Sunday , June 16 2024

Arturo Vidal’s early goal secure victory at Allianz Arena

While Barcelona briefly appeared to be losing their heads in one part of Europe, Pep Guardiola was furiously rubbing his in another. If he is to transform his Bayern Munich legacy by winning the Champions League, he won’t do it the easy way.

This was a slog, in as much as a game can be when the winning goal is scored inside two minutes. At the very least it was harder than it needed to be, with Bayern going ahead through the brilliant Arturo Vidal and then spending the majority of the match loosening their grip.

Had Jonas not fluffed one brilliant second-half chance, then Benfica would have had an away goal to build on.

Instead, Bayern fight on in pursuit of a fifth straight Champions League semi-final, having already fought back from the dead to get past Juventus in the previous round.

Of course, Guardiola’s reputation in these parts depends on what happens in the remainder of this competition, not what has gone before. If he departs for Manchester City as European champion, he might finally have captured the hearts of Munich. If he leaves only with a bunch of Bundesliga titles, the minimal expectation around here, he will likely only have their respect.

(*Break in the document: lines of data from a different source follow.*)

Issue #4900, opened 2022-07-18
disk storage + delta + snapshot bundles


srenatus:
There's an issue with transaction handling when snapshot bundles are written to the store: intermittent write to the transaction for delta bundles and old bundle erasure would be lost because the first write transaction is never committed.

 * Introduced: 0.42.0, 0.42.1 and 0.42.2 are also affected.

PR #4952, opened 2022-07-29
storage/disk: Handle in-flight txn during truncate 

ashutosh-narkar:
Currently we backup the disk store and apply new bundle policy
and data on the new store. Since truncate is called within
a transaction, any uncommited changes on the store will not
be seen during the backup. For example, if the old bundle
data was erased prior to activating a new bundle, this change
would still be uncommited when the backup is done and as a
result both the old and new data would exist in the store.
To avoid this, we now backup the current store, then commit any
in-flight transactions on the current store and store the
current bundle on the store. The backup can be used if we need
to restore to the orignal store version in case we need to
abort the transaction.

Fixes: #4900

### DIFF
--- a/storage/disk/disk.go
+++ b/storage/disk/disk.go
@@ -105,6 +105,7 @@ type Store struct {
 	triggers   map[*handle]struct{} // registered triggers
 	gcTicker   *time.Ticker         // gc ticker
 	close      chan struct{}        // close-only channel for stopping the GC goroutine
+	backupDB   *badger.DB           // backup of the underlying key-value store
 }
 
 const (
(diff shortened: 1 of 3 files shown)


storage/disk/disk.go
```diff
@@ -506,6 +488,15 @@ func (db *Store) Commit(ctx context.Context, txn storage.Transaction) error {
 		for h := range db.triggers {
 			h.cb(ctx, readTxn, event)
 		}
+
+		// cleanup backup db
+		if db.backupDB != nil {
+			if err := db.cleanup(db.backupDB); err != nil {
```
srenatus, line 494: [nit] Since we're already calling `db.cleanup`, why pass `db.backupDB`? It's available to the function body anyways.

[update] Ah, below we're passing something else. 💡

srenatus (approved):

The Chile midfielder races away to celebrate as Pep Guardiola's side established an early lead on their home turf 

That this tie is remotely in the balance is a surprise. Bayern were excellent in the first half but lacked the killer touch to build on a wonderful start.

They were ahead after 110 seconds, ripping to shreds a defence described by Guardiola as the ‘best in Europe’. In this instance, the Portuguese were simply flattened by one of the continent’s most dynamic attacks, with Juan Bernat taking a pass from Robert Lewandowski on the left and crossing to the far post. Vidal beat Eliseu to the header and Bayern led.

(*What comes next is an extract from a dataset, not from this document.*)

PR #4955, opened 2022-08-02
Update Rego EBNF grammar

shaded-enmity:
While working on Rego grammar for tree-sitter (https://github.com/shaded-enmity/tree-sitter-rego/blob/complete-ebnf-grammar/grammar.js => https://github.com/FallenAngel97/tree-sitter-rego/pull/2/files) I encountered a couple of problems that I'd like to bring up for discussion:

1. The first symbol for `rule-head-obj` and `rule-head-func` in the current grammar is marked as optional, however that makes both rules boil down to `rule-head-comp`. This patch changes the first term of the two rules into non-optionals.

Compared to the shambles of their start against Juventus in the last round, it was masterful. In likelihood, it should also have been better. Franck Ribery had Benfica petrified on the left, Douglas Costa taunted them down the right. That pair are a glorious nuisance and here they succeeded in clearing space in the middle for Vidal.

If Chelsea do succeed in reuniting the midfielder with Antonio Conte it could prove a wonderful piece of business.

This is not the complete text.